Morgan Stanley has reduced its price target for Apple (AAPL) stock, citing delays in AI-driven Siri upgrades and potential tariff headwinds that could impact iPhone sales.
Price Target Cut to $252, Stock Declines
Analyst Erik Woodring maintained an overweight rating on Apple but lowered the price target from $275 to $252. Following the announcement, Apple shares fell 1.8% to $216.98 in Wednesday’s trading session.
Siri Delays and Tariff Risks Weigh on iPhone Outlook
Woodring noted that Apple’s delayed rollout of an advanced Siri AI assistant will likely slow iPhone upgrade rates in fiscal 2026. Additionally, he factored in “a degree of tariff headwinds” in 2025, prompting him to trim iPhone shipment forecasts for 2025 and 2026 by 1% to 5%.

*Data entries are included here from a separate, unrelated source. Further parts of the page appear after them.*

PR #573, opened 2020-05-10
Modify `FileSignature` so that it can be relocated based on content

### LINKED ISSUE #566: Make `FileSignature` machine-independent.
This is a prerequisite to making the gradle build cache useful across machines (#280).  Here is why:

- spotless formats by applying a series of steps - every step is capable of serializing its entire state, including config files, for the purpose of up-to-date checks
 
 - https://github.com/diffplug/spotless/blob/eb783cdfd8f2c20ffabdb2cdb68a90173f26a92c/plugin-gradle/src/main/java/com/diffplug/gradle/spotless/SpotlessTask.java#L143-L146
 
 - https://github.com/diffplug/spotless/blob/eb783cdfd8f2c20ffabdb2cdb68a90173f26a92c/lib/src/main/java/com/diffplug/spotless/FormatterStep.java#L58-L72
 
 - https://github.com/diffplug/spotless/blob/eb783cdfd8f2c20ffabdb2cdb68a90173f26a92c/lib/src/main/java/com/diffplug/spotless/LazyForwardingEquality.java#L41-L75
- so far so good, this means that most steps will work with the gradle build cache.  The problem is for some formatters that have config files.
  - Some formatters capture the state of these config files by loading their content into a String, these will relocate okay
  - e.g. `LicenseHeaderStep` https://github.com/diffplug/spotless/blob/eb783cdfd8f2c20ffabdb2cdb68a90173f26a92c/lib/src/main/java/com/diffplug/spotless/generic/LicenseHeaderStep.java#L142-L145
  - But most of them use `FileSignature`, which will not relocate.
  - e.g. `ScalaFmtStep` https://github.com/diffplug/spotless/blob/eb783cdfd8f2c20ffabdb2cdb68a90173f26a92c/lib/src/main/java/com/diffplug/spotless/scala/ScalaFmtStep.java#L64-L81
- `FileSignature` uses filesystem absolute paths and lastModified timestampts
  - https://github.com/diffplug/spotless/blob/eb783cdfd8f2c20ffabdb2cdb68a90173f26a92c/lib/src/main/java/com/diffplug/spotless/FileSignature.java#L43-L45
- Worst of all, `JarState` is used by almost every single FormatterStep, and it has a `FileSignature` inside it
  - https://github.com/diffplug/spotless/blob/eb783cdfd8f2c20ffabdb2cdb68a90173f26a92c/lib/src/main/java/com/diffplug/spotless/JarState.java#L42-L47

nedtwigg:
This attempts to resolve #566 by using `ThreadLocal` to serialize `FileSignature` differently when it is being used by Gradle than by other consumers.  This allows `SpotlessCache` to use the fastpath, and only Gradle up-to-date checking uses the slow path.

Ideally, we could use the fast path for Gradle up-to-date checking too, and we'd somehow have a way to alter/canonicalize the cache key only for the remote buildcache.  @bigdaz am I correct that no such API exists?

### DIFF
--- a/gradle/java-setup.gradle
+++ b/gradle/java-setup.gradle
@@ -46,6 +46,9 @@ tasks.named('spotbugsTest') {
 tasks.named('spotbugsMain') {
 	// only run on Java 8 (no benefit to running twice)
 	enabled = org.gradle.api.JavaVersion.current() == org.gradle.api.JavaVersion.VERSION_1_8
+	reports {
+		html.enabled = true
+	}
 }
 dependencies {
 	compileOnly 'net.jcip:jcip-annotations:1.0'
--- a/lib/src/main/java/com/diffplug/spotless/FileSignature.java
+++ b/lib/src/main/java/com/diffplug/spotless/FileSignature.java
@@ -20,6 +20,8 @@ import static com.diffplug.spotless.MoreIterables.toSortedSet;
 
 import java.io.File;
 import java.io.IOException;
+import java.io.ObjectInputStream;
+import java.io.ObjectOutputStream;
 import java.io.Serializable;
 import java.util.Arrays;
 import java.util.Collection;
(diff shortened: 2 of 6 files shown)


nedtwigg:
This idea didn't work, and #571 is better.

He now expects flat iPhone shipments of 230 million units in 2024, with a 6% increase to 243 million units in 2025. Consequently, he also reduced his fiscal 2026 revenue and EPS estimates by 5% to 6%.
AI Hesitation Hurts Apple’s Momentum
Bloomberg recently reported that Apple is delaying its AI-powered Siri upgrade, a feature Woodring identified as the top AI enhancement that could drive iPhone upgrades. Since the report, Apple’s stock has declined for three straight sessions.
Despite the concerns, Apple remains on the IBD Tech Leaders list, indicating continued investor confidence in its long-term prospects.